Required action: What is the number of lines in the data that contain "creating"? Respond with nothing else.

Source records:

PR #7588, opened 2026-02-12
Fix duplicate DOM elements when navigating to same page

### LINKED ISSUE #7570: Navigation to Home from Movie details duplicates #indexPage element
### Description of the bug

When navigating the web interface, specifically returning to the Home screen from a Movie detail page, the `#indexPage` div is duplicated in the DOM.
        
One instance of the div remains visible, while the duplicate has the class `hide`. This results in two elements with `id="indexPage"`, which violates HTML standards (IDs must be unique). This breakage affects custom CSS targeting the ID and can potentially break JavaScript functionality that relies on `getElementById` or similar selectors expecting a single element. It also wastes client resources by retaining the duplicated DOM tree.

### Reproduction steps

1. Open the web client (tested on https://demo.jellyfin.org/stable/web)
2. Log in (using the demo user)
3. Click on any Movie title to enter the item detail view
4. Click the "Home" button (house icon) in the top-left navigation bar
5. Open the browser Developer Tools (F12) and inspect the DOM <body>
6. Observe that there are now two `div` elements with `id="indexPage"`

The `div #indexPage` and its children are duplicated in the DOM. One is hidden, one is visible. Unique IDs are duplicated

The existing `#indexPage` should be reused, or the previous one should be fully removed from the DOM before creating a new one. IDs must remain unique

### Jellyfin Server version

10.11.6

### Specify commit id

_No response_

_No response_

### Specify version number

_No response_

### Specify the build version

N/A

### Environment

```markdown
- OS: Official Demo Server (Linux)
- Clients: Web Client
- Browser: Chrome 144
```

### Jellyfin logs

```shell
N/A
```

### FFmpeg logs

```shell

```

### Client / Browser logs

_No response_

Image

### Additional information

_No response_

dfederm:
The view container uses a 3-slot page rotation. When navigating to a page via push navigation (e.g. clicking the Home button), `loadView` creates a fresh page in the next slot without removing any existing cached instance of the same page in another slot. This results in duplicate DOM elements with the same id attribute.

For example: Home (slot 0) → Movie (slot 1) → Home (slot 2) leaves two `#indexPage` divs in the DOM, one visible and one hidden.

This change cleans up any existing cached page with the same URL before creating a new one. It also adds null checks in `beforeAnimate`/`afterAnimate` for cleared slots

Reply: 2